Given a symmetric matrix $M$ and a vector $\lambda$, we present new bounds on the Frobenius-distance utility of the Gaussian mechanism for approximating $M$ by a matrix whose spectrum is $\lambda$, under $(\varepsilon,\delta)$-differential privacy. Our bounds depend on both $\lambda$ and the gaps in the eigenvalues of $M$, and hold whenever the top $k+1$ eigenvalues of $M$ have sufficiently large gaps. When applied to the problems of private rank-$k$ covariance matrix approximation and subspace recovery, our bounds yield improvements over previous bounds. Our bounds are obtained by viewing the addition of Gaussian noise as a continuous-time matrix Brownian motion. This viewpoint allows us to track the evolution of eigenvalues and eigenvectors of the matrix, which are governed by stochastic differential equations discovered by Dyson. These equations allow us to bound the utility as the square-root of a sum-of-squares of perturbations to the eigenvectors, as opposed to a sum of perturbation bounds obtained via Davis-Kahan-type theorems.

Private Matrix Approximation and Geometry of Unitary Orbits

Consider the following optimization problem: Given $n \times n$ matrices $A$ and $\Lambda$, maximize $\langle A, U\Lambda U^*\rangle$ where $U$ varies over the unitary group $\mathrm{U}(n)$. This problem seeks to approximate $A$ by a matrix whose spectrum is the same as $\Lambda$ and, by setting $\Lambda$ to be appropriate diagonal matrices, one can recover matrix approximation problems such as PCA and rank-$k$ approximation. We study the problem of designing differentially private algorithms for this optimization problem in settings where the matrix $A$ is constructed using users' private data. We give efficient and private algorithms that come with upper and lower bounds on the approximation error. Our results unify and improve upon several prior works on private matrix approximation problems. They rely on extensions of packing/covering number bounds for Grassmannians to unitary orbits which should be of independent interest.
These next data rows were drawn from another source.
PR #1255, opened 2021-09-02
API Updates

richardm-stripe:
Codegen for openapi 9e4d34e.
r? @remi-stripe
cc @stripe/api-libraries

## Changelog
* Add support for `future_requirements` on `Account`, `Capability`, and `Person`
* Add support for `alternatives` on `Account.requirements`, `Capability.requirements`, and `Person.requirements`

### DIFF
--- a/src/main/java/com/stripe/model/Account.java
+++ b/src/main/java/com/stripe/model/Account.java
@@ -1096,7 +1096,7 @@ public class Account extends ApiResource implements MetadataStore<Account>, Paym
      * verification failed.
      */
     @SerializedName("errors")
-    List<Account.FutureRequirements.Error> errors;
+    List<Account.FutureRequirements.Errors> errors;
 
     /**
      * Fields that need to be collected assuming all volume thresholds are reached. As they become
@@ -1141,7 +1141,7 @@ public class Account extends ApiResource implements MetadataStore<Account>, Paym
     @Getter
     @Setter
     @EqualsAndHashCode(callSuper = false)
-    public static class Error extends StripeObject {
+    public static class Errors extends StripeObject {
       /**
        * The code for the type of error.
        *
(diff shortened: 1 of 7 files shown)


src/main/java/com/stripe/model/Account.java
```diff
@@ -1117,7 +1261,7 @@ public void setFrontObject(File expandableObject) {
      * verification failed.
      */
     @SerializedName("errors")
-    List<Account.Requirements.Errors> errors;
+    List<Account.Requirements.Error> errors;
```
remi-stripe, line 1264: I think this change is a breaking change and is incorrect though you're right that it should have been the name of the class :(

remi-stripe (changes requested):

richardm-stripe:
@remi-stripe should be fixed now

src/main/java/com/stripe/model/Capability.java
```diff
@@ -154,7 +298,7 @@ public Capability update(CapabilityUpdateParams params, RequestOptions options)
      * verification failed.
      */
     @SerializedName("errors")
-    List<Account.Requirements.Errors> errors;
+    List<Capability.Requirements.Errors> errors;
```
remi-stripe, line 301: That's also a breaking change right? It's correct but you can't change this without breaking people

src/main/java/com/stripe/model/Person.java
```diff
@@ -343,7 +477,7 @@ public Person delete(Map<String, Object> params, RequestOptions options) throws
      * verification failed.
      */
     @SerializedName("errors")
-    List<Account.Requirements.Errors> errors;
+    List<Person.Requirements.Errors> errors;
```
remi-stripe, line 480: Same here

remi-stripe (changes requested):

remi-stripe (approved):

PR #1261, opened 2021-09-10
Upgrade Gradle

ob-stripe:
r? @richardm-stripe
cc @stripe/api-libraries 

- Upgrade to Gradle 7
- Replace `enabled` with `required`: https://docs.gradle.org/7.2/dsl/org.gradle.api.reporting.Report.html#org.gradle.api.reporting.Report:enabled
- Remove `config` values from `lombok` block. There is little context in the [PR that deprecates `config`](https://github.com/freefair/gradle-plugins/pull/312) but it looks like the plugin no longer generates the `lombok.config` file and users are supposed to commit the file directly (which we were already doing anyway).

Unfortunately we cannot yet test Java 16+ because google-java-format requires special configuration with Java 16: https://github.com/google/google-java-format#jdk-16. That configuration can be set in gradle via the [`org.gradle.jvmargs`](https://docs.gradle.org/current/userguide/build_environment.html#sec:gradle_configuration_properties) parameter in `gradle.properties`, but of course that fails with Java 1.8... We need a way to conditionally set the parameter depending on Java version and I couldn't find one in 5 minutes of googling.


richardm-stripe:
Thank you @ob!

richardm-stripe:
Thank you @ob-stripe!

PR #1273, opened 2021-10-15
API Updates

dcr-stripe:
Codegen for openapi 1f5d304.
r? @richardm-stripe
cc @stripe/api-libraries

## Changelog
* Change type of `UsageRecordCreateParams.timestamp` from `integer` to `literal('now') | integer`
* Change `UsageRecordCreateParams.timestamp` to be optional


dcr-stripe:
Yep agreed - closing this as it's a no-op otherwise.

PR #11611, opened 2026-06-17
feat(cli): add cline skill command aliasing the open skills CLI

saoudrizwan:
### Related Issue

N/A — small additive CLI feature (parity with existing `cline plugin` / `cline mcp`).

### Description

Adds a `cline skill` command to the CLI. It's a thin alias around the open [`skills`](https://www.npmjs.com/package/skills) CLI, invoked via `npx -y skills@latest <args>`.

**Why a wrapper instead of a native installer?** The CLI already has `cline plugin install` and `cline mcp`, but skills had no install surface at all — they were read-only (`cline config skills` only lists them). The `skills` CLI already does everything we'd want (resolves GitHub/GitLab/git/local/well-known sources, runs security audits, handles symlink-vs-copy, lockfiles) **and already ships `cline` as a first-class target**, writing to `.agents/skills`. That's one of the exact directories Cline scans for skills (`resolveSkillsConfigSearchPaths` → `.agents/skills`, `.cline/skills`, and their global equivalents). So installs land where Cline already reads them with zero extra plumbing.

We considered a native installer that reuses the plugin-install fetch layer, but skills are just `SKILL.md` folders discovered by filesystem scan — there's no registry to write, no deps to install, no manifest. Reimplementing source resolution + security auditing that Vercel already maintains wasn't worth it. The wrapper gives parity for a fraction of the code.

**Behavior:**
- `cline skill <args...>` forwards verbatim to the `skills` CLI, so every subcommand works: `install`, `list`, `remove`, `find`, `use`, `update`, etc.
- For install-style subcommands (`install`/`add`/`i`) it injects `--agent cline` **unless** the user passed their own `-a/--agent`, so a bare `cline skill install <src>` targets Cline rather than prompting across every detected agent.
- `use` is intentionally **not** scoped: without `--agent` it prints the generated prompt to stdout, whereas injecting `--agent` would instead *launch* that agent — wrong semantics for "use". `list`/`remove` are pure pass-through.
- stdio is inherited (interactive prompts pass through), `SIGINT`/`SIGTERM` are forwarded to the child, and the child's exit code is mapped back. A missing `npx` produces a friendly error instead of a stack trace.

**Note on `npx` vs global install:** unlike `cline kanban` (which `npm i -g`'s its binary), this just shells to `npx`, so there's no install/PATH-resolution machinery to maintain. The package version is isolated in a single `SKILLS_PACKAGE` constant — currently `skills@latest`; trivial to pin if we want to lock behavior before a release.

### Test Procedure

- `cline skill --help` renders the wrapped help.
- `cline skill list` → runs `npx -y skills@latest list` → `No project skills found.` (confirms real end-to-end pass-through).
- New unit tests for `buildSkillsArgs` cover: npx invocation shape, `--agent cline` injection for install/add/i, no injection when the user supplied an agent (`--agent`, `-a`, `--agent=`), no scoping for `use`/`list`/`remove`, leading-flag handling, and the empty-args case.
- `tsc --noEmit` clean, biome clean, pre-commit hooks pass.

### Type of Change

### Pre-flight Checklist


saoudrizwan:
Addressed Greptile's `update` scoping finding in 66c99acf1. `cline skill update ...` now gets the same default `--agent cline` injection as `install/add/i`, unless the user passes their own `-a/--agent`. Added matching `buildSkillsArgs(["update", ...])` coverage as well.\n\nVerification: `bun test --config apps/cli/vitest.config.ts apps/cli/src/commands/skill.test.ts`.

PR #11632, opened 2026-06-18
Migrate apps/vscode from npm/node to bun

dominiccooney:
# Migrate `apps/vscode` from npm/node to bun

## Why

The repo root runs on bun, but `apps/vscode` was excluded from the workspace
(`"!apps/vscode"`) and pinned the `@cline/*` SDK at published versions instead of
consuming the local workspace packages. That split forced a publish/vendor cycle
for every SDK change and required hand-written `@cline/*` mocks in the test
bootstrap. This PR folds the extension into the bun workspace so the SDK is
consumed via local symlinks, and moves package management, the build driver, CI,
and the node-side test runner to bun.

**Node remains the runtime.** The VS Code extension host, the standalone
`cline-core`, esbuild `platform:"node"`, and `prebuild-install` ABI targets are
unchanged. bun replaces npm-as-package-manager / npm-as-task-runner (and the
mocha unit runner), not the Node runtime. See `.clinerules/bun-and-node.md` for
the tooling-vs-runtime split.

## What changed

**Package management & build**
- Fold `apps/vscode` (+ `webview-ui`, `testing-platform`) into the root bun
  workspace; `@cline/*` → `workspace:*` local symlinks (vendoring removed).
- `overrides` live at the root `package.json`; `trustedDependencies:
  [better-sqlite3, grpc-tools]` so bun runs their postinstall.
- Scripts use bun/bunx; `npm-run-all` → `bun run --parallel`. Per-package npm
  lockfiles are gone — the root `bun.lock` is authoritative.
- Declare dependencies that the old npm flat-install left implicit: `glob`,
  `minimist`, `mocha`, `playwright`, `nice-grpc-common` (extension) and
  `marked`, `unist-util-visit`, `@types/unist`, `@heroui/theme` (webview-ui).
- `package-standalone.mjs` uses `bun install`; `build-proto.mjs` resolves the
  `protoc-gen-ts_proto` plugin cross-platform (generates a `node` wrapper on
  Windows).

**Webview**
- vite `resolve.dedupe` + pin `react`/`react-dom` to webview-ui's React 18 copy,
  so the workspace's React 19 consumers can't pull a second React into the
  bundle. Pin `@types/react` to 18 for webview typechecking.
- Drop the redundant `<link>` to `node_modules/@vscode/codicons` in the webview
  HTML; the webview's `index.css` already bundles codicons into the build assets.

**CI**
- `setup-bun` + a single root `bun install --frozen-lockfile`; `build:sdk` runs
  before the extension build so the `@cline/*` symlinks resolve to `dist/`.
- better-sqlite3 native-binary check and non-zero test-count guards.
- Publish workflows package with `vsce --no-dependencies` (the extension is fully
  esbuild-bundled; without it vsce follows the workspace symlinks out of the
  package). Packaged VSIX is ~7 MB / 39 files.
- Publish workflows keep `setup-node` for `vsce`/`ovsx`.

**Tests**
- A test file's runner is decided by its import: `bun:test` → `bun test`;
  `mocha` → the `@vscode/test-cli` Electron host. `scripts/build-tests.js`
  excludes the `bun:test` files from the integration compile so the `bun:test`
  builtin never reaches Node.
- `bunfig.toml` + `bun-test-preload.ts` shadow `vscode` and `@cline/core` with
  their stubs and provide a `vitest`→`bun:test` compat shim. The
  SDK/model-catalog suite runs under bun at parity (**582/0**).
- `run-bun-unit-tests.ts` discovers the `bun:test` files and runs one isolated
  `bun test` process per file (vitest-forks-equivalent isolation): **65 files /
  962 pass / 0 fail**.
- The `@vscode/test-cli` integration suite (real Electron host) and the webview
  vitest suite are unchanged.

**Docs / dev tooling**
- `.clinerules/bun-and-node.md` documents the bun-tooling / Node-runtime split
  and the `bun:test`-vs-`mocha` test routing.
- The debug harness (`src/dev/debug-harness`) pins a known-good debugee VS Code
  version, forces software rendering for headless/VM envs, and stays up across
  launch failures.

## Follow-ups
- Coverage for the bun unit suite (CI currently asserts pass/fail + a non-zero
  count; per-file-spawn instrumentation is TBD).
- Migrate the remaining `vi.*`-shimmed suites to native `bun:test` and the
  `mock.module`-via-sinon tests to `spyOn`, then drop the preload shim.


.github/workflows/ext-vscode-publish-stable.yml
```diff
@@ -167,11 +196,14 @@ jobs:
                   # Required to generate the .vsix
                   vsce package  --allow-package-secrets sendgrid --out "cline-${{ steps.get_version.outputs.version }}.vsix"
```
maxpaulus43: should we add `--no-dependencies` here so we don't include the entire repo in the vsix file?

.github/workflows/ext-vscode-test.yml
maxpaulus43: do we still generate this file now that we have removed .nycrc.unit.json?

.github/workflows/ext-vscode-publish-stable.yml
dominiccooney: Good catch — yes. Done in c7fb1d307. This `vsce package` (the GitHub release artifact) needed `--no-dependencies` too: under the bun workspace the `@cline/*` deps are symlinks pointing outside the package, so without it vsce walks them and pulls the whole monorepo into the .vsix (which also tripped the secret scanner). The marketplace/nightly publish paths were already covered via `publish-marketplace.mjs`/`publish-nightly.mjs`.

.github/workflows/ext-vscode-test.yml
dominiccooney: You're right — it's no longer generated. `coverage-unit/lcov.info` came from the old `nyc --nycrc-path .nycrc.unit.json` unit-coverage step, which this PR removed; the current `test:coverage` runs `vscode-test --coverage` (integration) and the webview vitest coverage, neither of which writes `coverage-unit/`. Removed that stale upload path in c7fb1d307 (kept the webview `coverage/lcov.info`). Re-adding unit-suite coverage for the bun runner is noted as a follow-up.

dominiccooney:
VSIX size sanity check: the packaged extension is **7.28 MB (39 files)** — in line with expectations (the bulk is the ~20 MB minified `dist/extension.js`, which compresses well). This is back to normal after the earlier `--no-dependencies` fix; the symlink-traversal bug had briefly ballooned it to ~84 MB by dragging the whole monorepo (incl. root `node_modules` and `.env`) into the package.

maxpaulus43 (approved):

PR #11638, opened 2026-06-18
fix(execute_command): stop model self-approving shell commands

### LINKED ISSUE #12020: Destructive shell commands run without approval when the model sets requires_approval=false
### Cline Surface

VSCode Extension

### Cline Version

v4.0.5

### Beta version

### What happened?

Cline's command-approval gate trusts the model-provided `requires_approval` flag as the source of truth. In `ExecuteCommandToolHandler`, when the model returns a command with `requires_approval: false`, the command runs immediately without asking the user to approve — even if it is destructive (e.g. `rm -rf …`, `git reset --hard`, overwriting files outside the workspace).

So a command the user would normally be prompted to approve can be auto-executed simply because the model marked it as not-requiring-approval. The approval prompt's safety benefit is lost for exactly the commands that most need it.

**Expected:** commands matching known-destructive patterns should always require explicit user approval, regardless of the model-provided `requires_approval` flag — the flag should only be able to *raise* the approval requirement, never *waive* it for a destructive command.

### Steps to reproduce

1. Run a Cline task where the agent proposes a shell command.
2. The model returns a destructive command (e.g. `rm -rf <dir>`) with `requires_approval: false`.
3. The command executes without an approval prompt.

Expected: the user is prompted to approve before a destructive command runs.

### Provider/Model

Any (e.g. cline:anthropic/claude-sonnet-4.5)

### IDE / CLI Diagnostics

N/A — logic issue in the command-approval handling (apps/vscode/src/core/task/tools/handlers/ExecuteCommandToolHandler.ts); environment-independent, reproducible on any OS. A fix PR (#11638) is attached (adds a harness-side destructive-command check).

### System Information

_No response_

Jiangrong-W:
### Related Issue

Closes #12020

### Description

**What problem does this PR solve?**

The `execute_command` tool defines a `requires_approval` boolean that the **model** fills in. With the shipped auto-approval default (`executeSafeCommands: true`), a command the model marks `requires_approval=false` takes the auto-approve branch and runs **without any human prompt**. That makes the model's own self-classification the sole gate on unattended shell execution: an over-eager or prompt-influenced model can mark a destructive command "safe" and have it auto-executed.

**Why these changes were introduced**

Today the auto-approve decision in `apps/vscode/src/core/task/tools/handlers/ExecuteCommandToolHandler.ts` reduces to:

```ts
config.isSubagentExecution ||
(!requiresApprovalPerLLM && autoApproveSafe) ||          // <-- model-controlled
(requiresApprovalPerLLM && autoApproveSafe && autoApproveAll)
```

`requiresApprovalPerLLM` comes straight from `block.params.requires_approval` (model output); `autoApproveSafe` is `executeSafeCommands`, which defaults to `true`. So by default the middle branch reduces to "the model said it's safe → run it". The intent is to harden that gate so the model flag is no longer the only thing standing between a model turn and an irreversible command.

**Approach**

A new pure module `apps/vscode/src/core/task/tools/utils/commandSafety.ts`:

- **`commandLooksDestructive(command)`** — a harness-side inspection that tokenizes the command with `shell-quote` (the same parser already used by `CommandPermissionController`) into operator-separated segments and matches each segment, anchored at its command position, against a conservative deny-list of *unambiguously* destructive operations (recursive force `rm`, `find -delete` / `-exec rm`, raw-device `dd`, `mkfs`, `shred`/`wipefs`/`fdisk`, recursive root `chmod`/`chown`, `chmod 777 /`, `git reset --hard` / `clean -f` / `push --force`, redirect onto a block device, fork bomb). Quoted text such as `echo 'rm -rf x'` is **not** matched, because quotes collapse into a single argument token and the patterns are anchored at the executable position.
- **`shouldAutoApproveExecuteCommand({...})`** — the auto-approval decision, lifted out of the handler so it is directly unit-testable. The "model says safe" path is now additionally gated on `!commandLooksDestructive(command)`.

Behavioral effect:

- The model's `requires_approval=false` claim is honored **only** when the harness does not independently consider the command destructive.
- A destructive command marked "safe" by the model is **not** auto-approved — it falls through to the existing **manual approval** flow (it is *not* hard-blocked), and surfaces the same explicit-approval treatment (`COMMAND_REQ_APP_STRING`, notification) already used for model-flagged-risky commands.
- The explicit *all-commands* opt-in (`executeAllCommands` / yolo, surfaced as `autoApproveAll`) is **unchanged** — that remains a deliberate, user-made decision to skip approval entirely.

Because the harness check can only ever escalate *toward* asking the human and never relaxes approval, it is safe by construction and preserves the documented meaning of `executeSafeCommands` for ordinary development commands.

**Affected sites (decisive lines)**

- `apps/vscode/src/core/task/tools/handlers/ExecuteCommandToolHandler.ts:234` — the auto-approve decision (`shouldAutoApproveExecuteCommand(...)`), fed by the model-supplied `requires_approval` flag and now additionally gated on the harness check; previously this was an inline `(!requiresApprovalPerLLM && autoApproveSafe)` branch with no independent inspection.
- `apps/vscode/src/core/task/tools/handlers/ExecuteCommandToolHandler.ts:90` — `requiresApprovalPerLLM = block.params.requires_approval === "true"` (origin of the model-controlled flag).
- `apps/vscode/src/core/prompts/system-prompt/tools/execute_command.ts` — where the `requires_approval` boolean is defined as a required, model-filled tool parameter.
- `apps/vscode/src/shared/AutoApprovalSettings.ts` — `executeSafeCommands: true` (default-on), `executeAllCommands: false`.
- `apps/vscode/src/core/task/tools/utils/commandSafety.ts` — new harness-side check and decision function (the fix).

### Test Procedure

**How did you test this change?**

Added `apps/vscode/src/core/task/tools/utils/__tests__/commandSafety.test.ts` (mocha + `node:assert/strict`, the project's unit-test framework) and ran the project's unit runner against it. **12 passing.**

- `commandLooksDestructive`:
  - flags the destructive payloads, including flag-ordering and command-chaining variants and disk/filesystem-destruction + privilege-escalation cases;
  - crucially **does not** flag ordinary dev commands (`npm install`, `npm run build`, `git status`, `python manage.py runserver`, a non-recursive `rm file`, quoted-literal text, `grep -rf`), i.e. no false positives;
  - handles empty/whitespace input without flagging.
- `shouldAutoApproveExecuteCommand`:
  - **Security**: under shipped defaults (`executeSafeCommands=true`, `executeAllCommands=false`), a model-"safe" destructive command (`requires_approval=false`, `rm -rf ~/x`) is **NOT** auto-approved (asserts the decision is `false`);
  - ordinary "safe" commands still auto-approve (no UX regression);
  - the all-commands opt-in and the subagent path remain unchanged.

**What could potentially break, and how I verified it doesn't**

- *Risk of UX regression* (ordinary commands no longer auto-approving): covered by explicit no-false-positive tests above; the deny-list is intentionally narrow and anchored at the command position, so normal `build`/`test`/`lint`/dev-server commands are untouched.
- *Risk of behavior change to the all-commands / subagent paths*: covered by tests that assert those branches are unchanged.
- *Risk of evasion via quoting*: covered by a test asserting quoted literals (`echo 'rm -rf x'`) are not matched, matching `shell-quote`'s tokenization.

**Existing functionality affected, and how I checked it still works**

The auto-approval decision logic was extracted into `shouldAutoApproveExecuteCommand` and the handler now calls it; the subagent and all-commands branches are preserved verbatim and asserted unchanged by tests. No tool schema or public API was altered, so `requires_approval` and all existing callers continue to work.

**Why I'm confident this is ready for merge**

The decision is consolidated into one small, pure, directly-tested function; the change adds no public-API or tool-schema surface and reuses an existing dependency. The fail-before / pass-after is concrete: on the prior code path the same destructive payload auto-approves and the security assertion fails; with the new gate it falls through to human approval and the assertion passes. (On the base tree the new test cannot resolve `../commandSafety` and the suite fails to load, since the secured code path does not yet exist.)

### Type of Change

-   [ ] ♻️ Refactor Changes
-   [ ] 💅 Cosmetic Changes
-   [ ] 🏃 Workflow Changes

### Pre-flight Checklist

### Screenshots

N/A — this is a backend/approval-gating change with no UI surface. The new behavior is covered by unit tests; when the harness overrides a model-"safe" classification, the command takes the existing manual-approval path (the standard approve/reject command prompt), unchanged in appearance.

### Additional Notes

- **Compatibility**: no public API or tool-schema changes; `requires_approval` keeps working. Ordinary dev commands continue to auto-approve under the default. Reuses an existing dependency (`shell-quote`); no new runtime dependencies.
- The deny-list is deliberately narrow and conservative to avoid false positives; it is meant as defense-in-depth, complementing (not replacing) the opt-in `CLINE_COMMAND_PERMISSIONS` allow/deny mechanism, and can be extended over time. The decision lives in one small testable function so the policy is easy to audit.
- Per `SECURITY.md`, Cline prefers private vulnerability disclosure (Bugcrowd VDP / GitHub security advisories). This change is defense-in-depth hardening of behavior that is already visible in the public source and tool schema, so it is raised here as a normal code-quality PR; maintainers should feel free to route it through the private channel instead if they prefer.

### DIFF
--- a/apps/vscode/src/core/task/tools/handlers/ExecuteCommandToolHandler.ts
+++ b/apps/vscode/src/core/task/tools/handlers/ExecuteCommandToolHandler.ts
@@ -12,6 +12,7 @@ import type { IFullyManagedTool } from "../ToolExecutorCoordinator"
 import type { ToolValidator } from "../ToolValidator"
 import type { TaskConfig } from "../types/TaskConfig"
 import type { StronglyTypedUIHelpers } from "../types/UIHelpers"
+import { commandLooksDestructive, shouldAutoApproveExecuteCommand } from "../utils/commandSafety"
 import { applyModelContentFixes } from "../utils/ModelContentProcessor"
 import { ToolResultUtils } from "../utils/ToolResultUtils"
 
@@ -220,11 +221,25 @@ export class ExecuteCommandToolHandler implements IFullyManagedTool {
 			)
 		}
 
-		if (
-			config.isSubagentExecution ||
-			(!requiresApprovalPerLLM && autoApproveSafe) ||
-			(requiresApprovalPerLLM && autoApproveSafe && autoApproveAll)
-		) {
+		// Harness-trusted destructive-command check. The model's own
+		// `requires_approval` flag must not be the sole gate that decides whether
+		// its command is auto-executed: a prompt-injected or over-eager model could
+		// mark a destructive command as "safe" and have it run with no human
+		// prompt. We therefore independently inspect the command text and, when it
+		// looks destructive, refuse the "model says safe" auto-approve path so the
+		// command falls through to explicit human approval. The all-commands
+		// opt-in (executeAllCommands / yolo / autoApproveAll) is unchanged — that
+		// is a deliberate, harness-trusted decision to skip approval entirely.
+		const harnessFlagsDestructive = commandLooksDestructive(actualCommand)
+		const autoApprove = shouldAutoApproveExecuteCommand({
+			isSubagentExecution: config.isSubagentExecution,
+			requiresApprovalPerLLM,
+			autoApproveSafe,
+			autoApproveAll,
+			command: actualCommand,
+		})
+
+		if (autoApprove) {
 			// Auto-approve flow
 			if (!config.isSubagentExecution) {
 				await config.callbacks.removeLastPartialMessageIfExistsWithType("ask", "command")
@@ -242,15 +257,20 @@ export class ExecuteCommandToolHandler implements IFullyManagedTool {
 				block.isNativeToolCall,
 			)
 		} else {
-			// Manual approval flow
+			// Manual approval flow.
+			// Surface the explicit-approval treatment both when the model itself
+			// flagged the command as requiring approval AND when the harness
+			// overrode a model "safe" classification because the command looks
+			// destructive.
+			const requiresExplicitApproval = autoApproveSafe && (requiresApprovalPerLLM || harnessFlagsDestructive)
 			void showApprovalNotification(
-				{ message: actualCommand, requiresExplicitApproval: autoApproveSafe && requiresApprovalPerLLM },
+				{ message: actualCommand, requiresExplicitApproval },
 				config.autoApprovalSettings.enableNotifications,
 			)
 
 			const didApprove = await ToolResultUtils.askApprovalAndPushFeedback(
 				"command",
-				actualCommand + `${autoApproveSafe && requiresApprovalPerLLM ? COMMAND_REQ_APP_STRING : ""}`,
+				actualCommand + `${requiresExplicitApproval ? COMMAND_REQ_APP_STRING : ""}`,
 				config,
 			)
 			if (!didApprove) {
--- a/apps/vscode/src/core/task/tools/utils/__tests__/commandSafety.test.ts
+++ b/apps/vscode/src/core/task/tools/utils/__tests__/commandSafety.test.ts
@@ -1,0 +1,139 @@
+import assert from "node:assert/strict"
+import { describe, it } from "mocha"
+import { commandLooksDestructive, shouldAutoApproveExecuteCommand } from "../commandSafety"
+
+// Regression coverage for the model-controlled-command-approval-flag hardening.
+//
+// The execute_command tool exposes a `requires_approval` boolean that the MODEL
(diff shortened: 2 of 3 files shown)


mrbubble62:
I think you need to create an issue to attach this too to get attention 

[CONTRIBUTING](https://github.com/cline/cline/blob/main/CONTRIBUTING.md)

Faster Sampling from Log-Concave Distributions over Polytopes via a Soft-Threshold Dikin Walk

We consider the problem of sampling from a $d$-dimensional log-concave distribution $\pi(\theta) \propto e^{-f(\theta)}$ constrained to a polytope $K$ defined by $m$ inequalities. Our main result is a "soft-threshold'' variant of the Dikin walk Markov chain that requires at most $O((md + d L^2 R^2) \times md^{\omega-1}) \log(\frac{w}{\delta}))$ arithmetic operations to sample from $\pi$ within error $\delta>0$ in the total variation distance from a $w$-warm start, where $L$ is the Lipschitz-constant of $f$, $K$ is contained in a ball of radius $R$ and contains a ball of smaller radius $r$, and $\omega$ is the matrix-multiplication constant. When a warm start is not available, it implies an improvement of $\tilde{O}(d^{3.5-\omega})$ arithmetic operations on the previous best bound for sampling from $\pi$ within total variation error $\delta$, which was obtained with the hit-and-run algorithm, in the setting where $K$ is a polytope given by $m=O(d)$ inequalities and $LR = O(\sqrt{d})$. When a warm start is available, our algorithm improves by a factor of $d^2$ arithmetic operations on the best previous bound in this setting, which was obtained for a different version of the Dikin walk algorithm. Plugging our Dikin walk Markov chain into the post-processing algorithm of Mangoubi and Vishnoi (2021), we achieve further improvements in the dependence of the running time for the problem of generating samples from $\pi$ with infinity distance bounds in the special case when $K$ is a polytope.